Problem description → Your answer should be one number: the count of lines below that contain "nothing".

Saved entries
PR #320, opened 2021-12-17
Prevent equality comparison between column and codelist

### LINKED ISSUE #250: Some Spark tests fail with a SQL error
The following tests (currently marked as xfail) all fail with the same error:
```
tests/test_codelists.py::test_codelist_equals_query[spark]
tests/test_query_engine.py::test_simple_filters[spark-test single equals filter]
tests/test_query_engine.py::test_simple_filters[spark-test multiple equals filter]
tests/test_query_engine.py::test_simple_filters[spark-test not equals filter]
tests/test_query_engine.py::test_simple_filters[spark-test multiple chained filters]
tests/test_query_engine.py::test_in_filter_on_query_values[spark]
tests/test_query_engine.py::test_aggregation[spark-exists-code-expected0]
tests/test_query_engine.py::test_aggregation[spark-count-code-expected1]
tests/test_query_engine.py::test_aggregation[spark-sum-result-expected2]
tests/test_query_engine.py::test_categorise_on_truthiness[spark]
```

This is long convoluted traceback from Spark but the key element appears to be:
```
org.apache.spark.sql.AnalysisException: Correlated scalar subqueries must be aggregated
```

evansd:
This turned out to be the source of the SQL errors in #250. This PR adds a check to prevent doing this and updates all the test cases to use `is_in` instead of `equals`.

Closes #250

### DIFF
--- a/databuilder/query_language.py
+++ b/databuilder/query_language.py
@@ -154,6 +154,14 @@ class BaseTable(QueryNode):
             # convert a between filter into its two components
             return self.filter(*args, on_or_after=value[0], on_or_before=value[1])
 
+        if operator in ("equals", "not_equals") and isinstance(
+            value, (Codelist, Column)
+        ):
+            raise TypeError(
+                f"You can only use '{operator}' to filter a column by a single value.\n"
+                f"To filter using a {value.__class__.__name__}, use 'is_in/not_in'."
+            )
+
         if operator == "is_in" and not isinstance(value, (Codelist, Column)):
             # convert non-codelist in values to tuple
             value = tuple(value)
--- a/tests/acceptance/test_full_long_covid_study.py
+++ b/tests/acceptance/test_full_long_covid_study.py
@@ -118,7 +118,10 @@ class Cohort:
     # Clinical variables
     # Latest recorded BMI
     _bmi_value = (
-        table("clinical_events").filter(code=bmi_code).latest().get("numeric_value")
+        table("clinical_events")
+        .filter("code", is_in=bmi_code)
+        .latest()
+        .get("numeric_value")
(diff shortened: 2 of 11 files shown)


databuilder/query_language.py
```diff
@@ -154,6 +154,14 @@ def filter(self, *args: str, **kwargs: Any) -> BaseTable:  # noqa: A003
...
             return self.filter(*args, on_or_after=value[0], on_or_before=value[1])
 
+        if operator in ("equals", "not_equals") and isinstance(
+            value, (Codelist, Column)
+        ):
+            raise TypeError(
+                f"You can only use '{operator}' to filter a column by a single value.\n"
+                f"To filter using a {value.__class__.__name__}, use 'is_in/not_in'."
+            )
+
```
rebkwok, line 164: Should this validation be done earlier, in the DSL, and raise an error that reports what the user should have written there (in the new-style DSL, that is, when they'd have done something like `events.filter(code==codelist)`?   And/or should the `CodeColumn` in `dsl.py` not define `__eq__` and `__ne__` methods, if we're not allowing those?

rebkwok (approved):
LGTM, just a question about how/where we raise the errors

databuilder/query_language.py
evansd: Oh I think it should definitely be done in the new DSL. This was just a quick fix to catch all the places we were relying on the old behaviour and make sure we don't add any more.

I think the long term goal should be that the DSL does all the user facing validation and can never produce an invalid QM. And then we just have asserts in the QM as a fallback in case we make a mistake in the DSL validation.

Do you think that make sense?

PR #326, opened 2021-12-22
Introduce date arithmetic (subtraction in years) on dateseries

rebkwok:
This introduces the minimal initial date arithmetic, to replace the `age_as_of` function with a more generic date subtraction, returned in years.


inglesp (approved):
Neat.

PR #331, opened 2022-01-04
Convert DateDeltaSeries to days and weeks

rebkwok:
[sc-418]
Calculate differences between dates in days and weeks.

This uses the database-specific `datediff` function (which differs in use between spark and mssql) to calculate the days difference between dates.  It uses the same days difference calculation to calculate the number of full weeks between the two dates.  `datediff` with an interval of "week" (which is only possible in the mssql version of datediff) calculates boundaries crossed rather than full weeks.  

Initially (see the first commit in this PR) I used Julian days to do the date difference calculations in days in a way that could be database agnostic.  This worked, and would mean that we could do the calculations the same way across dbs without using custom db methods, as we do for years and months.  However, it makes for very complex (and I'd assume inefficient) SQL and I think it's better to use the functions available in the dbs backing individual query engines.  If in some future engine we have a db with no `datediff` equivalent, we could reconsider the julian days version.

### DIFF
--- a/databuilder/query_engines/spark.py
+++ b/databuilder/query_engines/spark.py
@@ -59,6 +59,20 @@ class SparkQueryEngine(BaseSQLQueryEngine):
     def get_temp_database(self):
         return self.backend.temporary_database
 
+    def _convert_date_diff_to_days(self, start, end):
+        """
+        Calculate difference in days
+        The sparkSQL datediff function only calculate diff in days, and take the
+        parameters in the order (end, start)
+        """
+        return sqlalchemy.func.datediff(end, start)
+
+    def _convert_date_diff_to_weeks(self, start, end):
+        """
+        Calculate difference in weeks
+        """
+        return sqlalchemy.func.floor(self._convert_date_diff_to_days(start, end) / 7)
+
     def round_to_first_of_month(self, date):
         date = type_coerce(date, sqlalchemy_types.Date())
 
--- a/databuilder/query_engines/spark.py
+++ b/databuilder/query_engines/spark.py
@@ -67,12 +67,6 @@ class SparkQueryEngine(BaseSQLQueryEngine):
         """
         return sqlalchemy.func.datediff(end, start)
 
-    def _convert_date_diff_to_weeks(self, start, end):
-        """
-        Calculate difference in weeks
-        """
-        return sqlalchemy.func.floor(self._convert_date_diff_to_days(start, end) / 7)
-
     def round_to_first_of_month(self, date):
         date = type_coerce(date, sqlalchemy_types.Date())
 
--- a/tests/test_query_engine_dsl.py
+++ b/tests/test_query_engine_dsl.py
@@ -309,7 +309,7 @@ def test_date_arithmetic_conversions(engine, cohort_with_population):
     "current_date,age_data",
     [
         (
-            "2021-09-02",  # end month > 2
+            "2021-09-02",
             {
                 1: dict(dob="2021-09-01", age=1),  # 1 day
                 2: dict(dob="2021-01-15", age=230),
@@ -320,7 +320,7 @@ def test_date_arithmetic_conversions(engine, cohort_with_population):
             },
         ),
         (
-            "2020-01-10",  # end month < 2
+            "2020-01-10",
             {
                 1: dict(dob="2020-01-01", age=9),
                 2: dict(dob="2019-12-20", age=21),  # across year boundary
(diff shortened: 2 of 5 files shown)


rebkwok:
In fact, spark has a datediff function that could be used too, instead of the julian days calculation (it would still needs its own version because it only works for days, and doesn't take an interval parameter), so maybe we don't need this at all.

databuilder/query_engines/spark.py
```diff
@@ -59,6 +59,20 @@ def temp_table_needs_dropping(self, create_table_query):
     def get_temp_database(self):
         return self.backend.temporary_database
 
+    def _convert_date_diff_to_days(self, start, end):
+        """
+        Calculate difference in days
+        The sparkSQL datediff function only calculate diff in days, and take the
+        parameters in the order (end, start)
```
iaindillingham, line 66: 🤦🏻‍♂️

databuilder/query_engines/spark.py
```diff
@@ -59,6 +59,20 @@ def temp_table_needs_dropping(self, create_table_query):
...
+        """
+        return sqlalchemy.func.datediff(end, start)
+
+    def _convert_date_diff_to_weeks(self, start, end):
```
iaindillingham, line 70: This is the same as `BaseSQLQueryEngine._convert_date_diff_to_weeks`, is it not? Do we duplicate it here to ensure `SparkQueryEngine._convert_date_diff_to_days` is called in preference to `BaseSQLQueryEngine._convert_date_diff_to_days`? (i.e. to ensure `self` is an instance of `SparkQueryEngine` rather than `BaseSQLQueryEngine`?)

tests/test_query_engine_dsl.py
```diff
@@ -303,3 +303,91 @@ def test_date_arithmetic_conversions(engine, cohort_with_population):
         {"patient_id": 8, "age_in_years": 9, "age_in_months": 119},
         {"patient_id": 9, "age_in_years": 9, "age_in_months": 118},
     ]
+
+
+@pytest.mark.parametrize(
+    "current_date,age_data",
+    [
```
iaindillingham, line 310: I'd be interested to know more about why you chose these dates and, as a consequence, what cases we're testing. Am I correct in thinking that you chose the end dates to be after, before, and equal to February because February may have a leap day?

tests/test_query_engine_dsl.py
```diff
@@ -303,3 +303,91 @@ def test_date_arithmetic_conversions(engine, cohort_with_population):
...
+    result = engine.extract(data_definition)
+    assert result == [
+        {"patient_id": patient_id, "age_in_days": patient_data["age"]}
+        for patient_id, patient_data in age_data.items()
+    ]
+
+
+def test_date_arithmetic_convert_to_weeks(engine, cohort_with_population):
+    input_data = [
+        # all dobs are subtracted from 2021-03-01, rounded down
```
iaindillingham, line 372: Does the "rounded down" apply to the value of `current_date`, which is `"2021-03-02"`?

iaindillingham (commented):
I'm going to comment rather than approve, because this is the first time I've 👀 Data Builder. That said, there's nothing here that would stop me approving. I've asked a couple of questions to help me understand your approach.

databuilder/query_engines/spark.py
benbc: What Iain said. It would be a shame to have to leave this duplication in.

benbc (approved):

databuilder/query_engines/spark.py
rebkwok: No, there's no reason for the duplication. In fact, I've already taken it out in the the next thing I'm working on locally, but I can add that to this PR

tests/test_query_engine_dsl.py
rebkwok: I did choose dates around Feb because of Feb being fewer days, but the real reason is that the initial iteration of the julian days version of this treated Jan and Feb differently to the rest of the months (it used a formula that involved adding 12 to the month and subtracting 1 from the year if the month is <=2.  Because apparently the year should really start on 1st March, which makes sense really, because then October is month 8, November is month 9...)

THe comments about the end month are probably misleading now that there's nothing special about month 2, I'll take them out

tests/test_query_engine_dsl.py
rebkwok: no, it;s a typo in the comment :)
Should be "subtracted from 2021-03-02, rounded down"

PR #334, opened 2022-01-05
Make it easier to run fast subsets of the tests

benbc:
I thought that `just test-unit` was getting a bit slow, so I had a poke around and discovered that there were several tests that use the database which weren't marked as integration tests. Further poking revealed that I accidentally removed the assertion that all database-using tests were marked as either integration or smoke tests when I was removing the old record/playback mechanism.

Solution to this task → 2